PR #6319, opened 2026-03-31
[Kernel] Reuse eager custom-op models

bro4all:
## Summary
- cache compiled eager models for graphs with custom extensions, keyed by the eager session, stable MLIR, and resolved kernel-library paths
- route the eager compile path through that cache so repeated identical `F.custom(...)` calls reuse the compiled model instead of recompiling
- add a deterministic regression test that patches `session.load()` and asserts two identical eager custom-op calls only load once

## Validation
- `./bazelw run format`
- `CUDA_VISIBLE_DEVICES= HIP_VISIBLE_DEVICES= ./bazelw test //max/tests/integration/tensor:test_functional_custom --test_output=errors`
- `./bazelw test //max/tests/integration/tensor:test_functional_custom --test_filter=test_custom_extensions_cached_across_calls --test_output=errors`
- `./bazelw test //max/tests/integration/tensor:test_functional_custom --test_filter=test_custom_with_custom_extensions --test_output=errors`

### DIFF
--- a/max/python/max/experimental/realization_context.py
+++ b/max/python/max/experimental/realization_context.py
@@ -50,8 +50,8 @@ import os
 import threading
 import weakref
 from collections import OrderedDict
+from concurrent.futures import Future
 from contextvars import ContextVar
-from pathlib import Path
 from types import TracebackType
 from typing import Any, TypeVar
 
@@ -75,11 +75,18 @@ Ex = TypeVar("Ex", bound=BaseException)
 _SESSION: ContextVar[engine.api.InferenceSession] = ContextVar("_SESSION")
 _SEED: Tensor | None = None
 _EAGER_MODEL_CACHE_MAX_SIZE = 128
-_EAGER_MODEL_CACHE_LOCK = threading.Lock()
-_EAGER_MODEL_CACHE: OrderedDict[
-    tuple[int, str, tuple[str, ...]],
-    engine.Model,
-] = OrderedDict()
+_EAGER_MODEL_CACHES_LOCK = threading.Lock()
+
+
+class _SessionModelCache:
+    def __init__(self) -> None:
+        self.lock = threading.Lock()
+        self.models: OrderedDict[object, Future[engine.Model]] = OrderedDict()
+
+
+_EAGER_MODEL_CACHES: weakref.WeakKeyDictionary[
+    engine.api.InferenceSession, _SessionModelCache
+] = weakref.WeakKeyDictionary()
 
 # Environment variable to control interpreter usage.
 # Set to "0" or "false" to disable the interpreter (always compile).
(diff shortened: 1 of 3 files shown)


max/python/max/experimental/realization_context.py
```diff
@@ -160,6 +169,43 @@ def _session() -> engine.api.InferenceSession:
...
+    session: engine.api.InferenceSession, graph: Graph
+) -> tuple[int, str, tuple[str, ...]]:
+    module_asm = graph._module.operation.get_asm(
+        assume_verified=True,
+        enable_debug_info=False,
+        pretty_debug_info=False,
+        use_local_scope=True,
+    )
+    return (
+        id(session),
```
ehsanmok: 1. Generally the `id(session)` is fragile as cache key and if the session is recreated the cache will miss but won't clear stake entries referencing the old session.
2. `get_asm` serializes the entire MLIR on evey cache lookup which can be costly for large regions also has more critical issues if any non-semantic details of the ASM changes between calls.

max/python/max/experimental/realization_context.py
```diff
@@ -160,6 +169,43 @@ def _session() -> engine.api.InferenceSession:
...
+    if not graph.kernel_libraries_paths:
+        return session.load(graph)
+
+    key = _eager_model_cache_key(session, graph)
+    with _EAGER_MODEL_CACHE_LOCK:
+        if model := _EAGER_MODEL_CACHE.get(key):
+            _EAGER_MODEL_CACHE.move_to_end(key)
+            return model
+
+        model = session.load(graph)
```
ehsanmok: session inside the lock adds unnecessary overheard and is a major issue. I recommend following [experimental.torch](https://github.com/modular/modular/blob/aa6d915d620210d372ab73d9d2658a559180439c/max/python/max/experimental/torch/torch.py#L479) pattern instead.

max/tests/integration/tensor/test_functional_custom.py
```diff
@@ -123,29 +125,44 @@ def test_custom_with_string_path(kernel_verification_ops_path: Path) -> None:
 def test_custom_extensions_cached_across_calls(
     kernel_verification_ops_path: Path,
 ) -> None:
-    """Test that custom_extensions are cached and not reloaded on every call."""
-    x = Tensor.ones([64], dtype=DType.float32, device=CPU())
-    y = Tensor.ones([64], dtype=DType.float32, device=CPU())
+    """Test that identical eager custom op calls reuse compiled models."""
+    x = Tensor.ones([65], dtype=DType.float32, device=CPU())
```
ehsanmok: This doesn't look good. Looks like needed to change to avoid collision with other test which is better to explicitly clear caches in a fixture for example.

max/tests/integration/tensor/test_functional_custom.py
```diff
@@ -123,29 +125,44 @@ def test_custom_with_string_path(kernel_verification_ops_path: Path) -> None:
...
-    # Second call - should use cached extension
-    result2 = F.custom(
-        "my_add",
-        device=CPU(),
-        values=[x, y],
-        out_types=[x.type],
-        custom_extensions=kernel_verification_ops_path,
-    )
-    assert result2[0].real
+    assert load_count == 1
```
ehsanmok, line 173: There's no test eviction key correctness with different ops or thread safety.

ehsanmok (changes requested):
Thanks for putting up this PR! It's an important gap that we need to fix however the approach here doesn't work and has major issues as list below as well as having no cache invalidation and using global mutable states that can make testing and reasoning harder.

ehsanmok:
FYI due to higher priority we're addressing this issue internally. Thanks for your help and sorry we didn't communicate it earlier.

bro4all:
> FYI due to higher priority we're addressing this issue internally. Thanks for your help and sorry we didn't communicate it earlier.

It’s ok, glad you told me.
If you guys are hiring I’m interested. 
Best,

ehsanmok:
We are. Please check the career page  https://www.modular.com/company/careers#open-roles

bro4all:
> We are. Please check the career page https://www.modular.com/company/careers#open-roles

Thanks for sharing the link. I want to be straightforward: Modular's hiring process has serious problems. I've attached a screenshot of the most recent failure in your pipeline — this despite having worked directly with multiple engineers on your team.
If you or a sister team have a role where the hiring process reflects the caliber of work you're actually trying to do, I'm reachable at ohabra.com.

Screenshot 2026-04-03 at 5 32 40 PM

PR #6322, opened 2026-03-31
[bazel] Use single clang binary on CI

keith:
CI already doesn't share caches with local builds because it uses `-g0` and some other different flags. For local builds we use dynamic execution and potentially a different exec platform with remote execution, so we need multiple clang binaries available, on CI we can be sure only 1 will be used. This saves some upload/download of all these duplicate binaries that would never be called.

### DIFF
--- a/bazel/internal/cc-toolchain/tools/BUILD.bazel
+++ b/bazel/internal/cc-toolchain/tools/BUILD.bazel
@@ -17,7 +17,7 @@ cc_tool(
 )
 
 cc_tool(
-    name = "multi-platform-clang++".format(platform),
+    name = "multi-platform-clang++",
     src = ":multi-platform-clang++.sh",
     data = [
         "@clang-linux-aarch64//:bin/clang++",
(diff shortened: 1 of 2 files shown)


bazel/internal/cc-toolchain/tools/BUILD.bazel
```diff
@@ -17,7 +17,7 @@ cc_tool(
 )
 
 cc_tool(
-    name = "clang++".format(platform),
+    name = "multi-platform-clang++".format(platform),
```
keith:
```suggestion
    name = "multi-platform-clang++",
```

bazel/internal/cc-toolchain/tools/BUILD.bazel
```diff
@@ -28,7 +28,7 @@ cc_tool(
 )
 
 cc_tool(
-    name = "linker_driver".format(platform),
+    name = "multi-platform-linker_driver".format(platform),
```
keith:
```suggestion
    name = "multi-platform-linker_driver",
```

Ahajha:
thanks keith!

Ahajha:
!sync

PR #6326, opened 2026-04-01
[stdlib] Add take_items() method to List

### LINKED ISSUE #5312: [Feature Request] Add `drain`/`take_items` API to `List`
### Review Mojo's priorities

### What is your request?

Similar to `Dict.take_items` I propose adding a `drain()` or `take_items()` to `List`.

Ensure that `zip` is compatible with this (supports mutable iterators).

I would like a returned iterator that *move*s items out of the list as we iterate through it. Practical use case is situations like in EmberJson:
```mojo
    fn __init__(out self, var keys: List[String], var values: List[Value],__dict_literal__: (),):
        debug_assert(len(keys) == len(values))
        self._data = Self.Type()
        for i in range(len(keys)):
            # We do not want to be doing copies here since values is owned
            self._data.insert(keys[i], values[i].copy()) 
```
Ideally we would rewrite this as

```mojo
    fn __init__(out self, var keys: List[String], var values: List[Value]):
        # possibly not even need this if using zip handles this.
        debug_assert(len(keys) == len(values)) 
        self._data = Self.Type()
        # Might not need the "ref" keyword
        for ref key_value in zip(keys.drain(),values.drain()):
            self._data.insert(key_value^)
```
`dict.mojo` has a similar concern:
```
    @always_inline
    fn __init__(out self, var keys: List[K], var values: List[V],  __dict_literal__: (),):
        ... # assertions
        # TODO: Should transfer the key/value's from the list to avoid copying
        # the values.
        for i in range(len(keys)):
            self._insert(keys[i].copy(), values[i].copy())
```

This covers a larger concept of converting a List -> SomeOtherType.

- [EmberJson](https://github.com/bgreni/EmberJson/blob/main/emberjson/object.mojo#L41-L51)
- [Dict](https://github.com/modular/modular/blob/main/mojo/stdlib/stdlib/collections/dict.mojo#L656-L659)
- [PythonObject](https://github.com/modular/modular/blob/main/mojo/stdlib/stdlib/collections/dict.mojo#L656)

### Any other details?

I would like to make the PR for this. Possibly break into parts:
- Introduce this new function
- Update places where lists are should have their elements moved into other data structures instead of copying. (assumes that the list is owned)

Noting other PRs related to moving elements out of collections:
- https://github.com/modular/modular/pull/5308 pop(slice)
- https://github.com/modular/modular/pull/5289 Dict.take_items

dl-alexandre:
This PR implements #5312 by adding a `take_items()` method to `List` that returns an iterator draining the list by moving elements out.

## Motivation

When transferring elements from a `List` to another data structure (like a `Dict`), users currently need to copy elements or consume the entire list with owned iteration. This PR adds `take_items()` similar to `Dict.take_items()` to enable efficient transfer without copying.

### Core Implementation
- Added `_ListTakeIter` struct that takes a mutable reference to a List
- Iterator moves elements out using `take_pointee()` and updates `_len`
- Added `List.take_items()` method returning the draining iterator

### Tests
- `test_list_take_items()` - Basic functionality
- `test_list_take_items_empty()` - Empty list edge case
- `test_list_take_items_partial()` - Partial consumption behavior
- `test_list_take_items_bounds()` - Bounds reporting

## Usage Example

```mojo
var my_list = List[String]("a", "b", "c")

for element in my_list.take_items():
    print(element[])  # prints a, b, c

print(len(my_list))  # 0 - list is drained
```

## Comparison

**Owned iteration (consumes list):**
```mojo
for x in my_list^:
    pass
# my_list no longer accessible
```

**take_items() (drains but keeps list accessible):**
```mojo
for x in my_list.take_items():
    pass
# my_list still accessible but empty
```

## Checklist
- [x] Code follows style guidelines
- [x] Tests added and passing
- [x] Documentation added (docstrings with examples)
- [x] Signed-off commits
- [x] Fixes #5312

### DIFF
--- a/mojo/stdlib/std/collections/list.mojo
+++ b/mojo/stdlib/std/collections/list.mojo
@@ -206,8 +206,9 @@ struct _ListTakeIter[
 
         # Destroy remaining elements from current index to original length
         while self._index < self._original_len:
-            (self._list[].unsafe_ptr().bitcast[TDestructible]() + self._index)
-                .destroy_pointee()
+            (
+                self._list[].unsafe_ptr().bitcast[TDestructible]() + self._index
+            ).destroy_pointee()
             self._index += 1
 
     @always_inline
--- a/mojo/stdlib/std/collections/list.mojo
+++ b/mojo/stdlib/std/collections/list.mojo
@@ -147,6 +147,54 @@ struct _ListIterOwned[T: Copyable](IterableOwned, Iterator, Movable):
         return (iter_len, {iter_len})
 
 
+@fieldwise_init
+struct _ListTakeIter[
+    T: Copyable,
+    origin: MutOrigin,
+](Copyable, Iterable, Iterator):
+    """Iterator over mutable List element references that moves elements out of the list.
+
+    This iterator drains the list as it iterates, moving elements out using
+    `take_pointee()` and updating the list's length accordingly.
+
+    Parameters:
+        T: The type of the elements in the list.
+        origin: The mutable origin of the List.
+    """
+
+    comptime IteratorType[
+        iterable_mut: Bool, //, iterable_origin: Origin[mut=iterable_mut]
+    ]: Iterator = Self
+    comptime Element = Self.T
+
+    var _index: Int
+    var _list: Pointer[List[Self.T], Self.origin]
+
+    def __init__(out self, ref[Self.origin] list: List[Self.T]):
+        self._index = 0
+        self._list = Pointer(to=list)
+
+    @always_inline
+    def __iter__(ref self) -> Self.IteratorType[origin_of(self)]:
+        return self.copy()
+
+    @always_inline
+    def __next__(mut self) raises StopIteration -> Self.Element:
+        if self._index >= len(self._list[]):
+            raise StopIteration()
+
+        # Move the element out and update the list state
+        var element = (self._list[].unsafe_ptr() + self._index).take_pointee()
+        self._index += 1
+        self._list[]._len -= 1
+        return element
+
+    @always_inline
+    def bounds(self) -> Tuple[Int, Optional[Int]]:
+        var iter_len = len(self._list[]) - self._index
+        return (iter_len, {iter_len})
+
+
 struct List[T: Copyable](
     Boolable,
     Copyable,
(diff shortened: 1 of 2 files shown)


mojo/stdlib/std/collections/list.mojo
```diff
@@ -147,6 +147,54 @@ struct _ListIterOwned[T: Copyable](IterableOwned, Iterator, Movable):
         return (iter_len, {iter_len})
 
 
+@fieldwise_init
+struct _ListTakeIter[
```
NathanSWard, line 151: Hi @dl-alexandre thanks for taking a stab at this. Looking through the code there are a few memory safety issues that need to be addressed first

1. The current way `_ListTakeIter` is implement is not totally correct. The `__next__` method will move the elements out of the `List` from index `0 -> len(self) - 1`, which is correct! However, as it stands this will cause a _double destroy_ if the entire iterator it not fully conumsed since the `List`'s destructor gets ran. 
Example:
```mojo
var l = ["a", "b", "c"]
# len(list) == 3

var iter = l.take_items()
print(iter.__next__()) 
# ^ prints ("a")
# len(list) == 2

# Compiler inserts a call to `List.__del__`
# l.__del__() 
# ^ This is the bug.
# The list's destructor now gets ran iterating from `0 -> len(self) - 1` and calls all 
# of the destructors on the elements. 
# This means that `"a"` even though it was moved out of the list in the
# iter.__next__, the list # doesn't know this so it calls `"a".__del__`
# again leading to a double free!
```

The solution here is when creating the `_ListTakeIter` we need to immediately set the `List`'s length to `0`, and then we need to have a custom `__del__` method on `_ListTakeIter` that destroys the remaining elements that were not yet iterated over.

2. `_ListTakeIter` cannot conform to `Iterable` and cannot conform to `Copayble`. but instead needs to conform to `IterableOwned`. You cannot safely copy this iterator since you could also hit a double free again. For example
```mojo
var l = ["a", "b", "c"]
var iter1 = l.__iter__()
var iter2 = iter1.copy()

print(iter1.__next__()) # prints "a"
print(iter2.__next__()) 
# ^ Issue. this will also try to print "a" but that value is already moved from 
# so this will likely cause an invalid read.
```

Let me know if these make sense or if you would like more explanation! Thank you again for taking a stab at implementing this! 😄

NathanSWard (changes requested):

mojo/stdlib/std/collections/list.mojo
NathanSWard: @dl-alexandre - I saw you updated the PR with the fixes thanks!
In the future would you please respond/resolve the PR comments so that we can get notified on our end?

Otherwise I don't see all the notification that come though and this helps make sure there is a HITL 😄

JoeLoser: @dl-alexandre it looks like you updated things based on @NathanSWard's feedback and this looks good to me, thank you! In the future, do you mind just replying to Nate's comment so he knows when the PR is ready for re-review? Thank you!

NathanSWard:
!sync

PR #3062, opened 2026-02-09
feat(kas): Add kas uri resolver

c-r33d:
### Proposed Changes

1.) Add a kas uri resolver that can be injected into the server start options
2.) Default is to use the static resolver that reads the `registered_kas_uri` from the kas configuration for previous backwards compatibility.

### Checklist


service/trust/key_index.go
```diff
@@ -80,3 +80,10 @@ type KeyIndex interface {
 	// List keys with options
 	ListKeysWith(ctx context.Context, opts ListKeyOptions) ([]KeyDetails, error)
 }
+
+// RegisteredKasURIResolver resolves the registered KAS URI for KAS when running with key management.
+type RegisteredKasURIResolver interface {
+	fmt.Stringer
+	slog.LogValuer
+	ResolveURI(ctx context.Context) (string, error)
```
jentfoo: What is the contract with the context here? I assume lifecycle only and not intended to be used for communicating request state? Might be worth a godoc here.

PR #3077, opened 2026-02-13
fix(sdk): exp SDK tests and fix

pflynn-virtru:
This pull request adds comprehensive regression and compatibility tests to the experimental TDF SDK, focusing on key management edge cases and ensuring encryption format compatibility with the production SDK. The new tests verify correct handling of legacy attribute grants, segment integrity hashing, and cross-decryption between SDKs. Additionally, new imports were added to support these tests.

See xtest failure: https://github.com/opentdf/tests/pull/414

**Regression and Compatibility Testing Enhancements:**

* Added regression tests to `xor_splitter_test.go` to ensure that when an attribute grant references a KAS URL by URI only (without an embedded public key), the default KAS public key is correctly merged, and that existing keys are not overwritten by the default.
* Added end-to-end regression tests in `writer_test.go` to verify that segment hashes include both nonce and ciphertext (not just ciphertext), and that finalization succeeds for URI-only grants by leveraging the default KAS public key.

**Cross-SDK Compatibility:**

* Introduced a new test in `writer_test.go` to validate that the experimental writer's output is fully compatible with the production SDK's decryption and segment hash verification, including full TDF ZIP assembly and parsing with the production ZIP reader.

**Test Infrastructure Improvements:**

* Registered the new regression and compatibility tests in the main test suite.
* Added necessary imports for cryptographic operations and ZIP parsing to support the new tests. [[1]](diffhunk://#diff-f935252b0fdbd2ed0baff420a925250cdcfef0dd3c877aa984d449b96d93340aR7-R12) [[2]](diffhunk://#diff-f935252b0fdbd2ed0baff420a925250cdcfef0dd3c877aa984d449b96d93340aR21)

### DIFF
--- a/examples/cmd/benchmark_experimental.go
+++ b/examples/cmd/benchmark_experimental.go
@@ -2,9 +2,14 @@
 package cmd
 
 import (
+	"bytes"
 	"context"
 	"crypto/rand"
+	"crypto/tls"
 	"fmt"
+	"io"
+	"net/http"
+	"os"
 	"sync"
 	"time"
 
@@ -13,7 +18,6 @@ import (
 	kasp "github.com/opentdf/platform/protocol/go/kas"
 	"github.com/opentdf/platform/protocol/go/kas/kasconnect"
 	"github.com/opentdf/platform/protocol/go/policy"
-
 	"github.com/opentdf/platform/sdk/experimental/tdf"
 	"github.com/opentdf/platform/sdk/httputil"
 	"github.com/spf13/cobra"
@@ -35,7 +39,7 @@ func init() {
 	//nolint: mnd // no magic number, this is just default value for payload size
 	benchmarkCmd.Flags().IntVar(&payloadSize, "payload-size", 1024*1024, "Payload size in bytes") // Default 1MB
 	//nolint: mnd  // same as above
-	benchmarkCmd.Flags().IntVar(&segmentChunk, "segment-chunks", 16*1024, "segment chunks ize") // Default 16 segments
+	benchmarkCmd.Flags().IntVar(&segmentChunk, "segment-chunks", 16*1024, "segment chunk size") // Default 16KB
 	ExamplesCmd.AddCommand(benchmarkCmd)
 }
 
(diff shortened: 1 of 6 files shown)


dmihalcik-virtru (dismissed):

dmihalcik-virtru (dismissed):

examples/cmd/benchmark_experimental.go
```diff
@@ -98,12 +109,48 @@ func runExperimentalWriterBenchmark(_ *cobra.Command, _ []string) error {
...
+	}
+	var decrypted bytes.Buffer
+	if _, err = io.Copy(&decrypted, tdfReader); err != nil {
+		return fmt.Errorf("failed to decrypt TDF with production SDK: %w", err)
+	}
+
+	if bytes.Equal(payload, decrypted.Bytes()) {
+		fmt.Println("| Decrypt Verify     | PASS - roundtrip matches |")
+	} else {
+		fmt.Printf("| Decrypt Verify     | FAIL - payload %d bytes, decrypted %d bytes |\n", len(payload), decrypted.Len())
```
dmihalcik-virtru, line 152: Is this accessible? I'd think `Copy` would return an error in most cases I can think of, unless maybe somehow you opened the wrong file?

examples/cmd/benchmark_experimental.go
```diff
@@ -98,12 +109,48 @@ func runExperimentalWriterBenchmark(_ *cobra.Command, _ []string) error {
...
 	totalTime := end.Sub(start)
 
+	// Assemble the complete TDF: segment data (in order) + finalize data
+	var tdfBuf bytes.Buffer
+	for i, sr := range segResults {
+		if _, err := io.Copy(&tdfBuf, sr.TDFData); err != nil {
+			return fmt.Errorf("failed to read segment %d TDF data: %w", i, err)
+		}
+	}
+	tdfBuf.Write(result.Data)
```
dmihalcik-virtru, line 119: Why not just copy to `io.Discard` and record the number of bytes? There isn't much advantage to storing the file twice in memory. See the note below: decrypt is authenticated so mismatched bytes should be unreachable

dmihalcik-virtru (approved):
+===+
In the data above, copy every line where the string "priority" appears.

* [Worked solution]
FYI due to higher priority we're addressing this issue internally. Thanks for your help and sorry we didn't communicate it earlier.
> FYI due to higher priority we're addressing this issue internally. Thanks for your help and sorry we didn't communicate it earlier.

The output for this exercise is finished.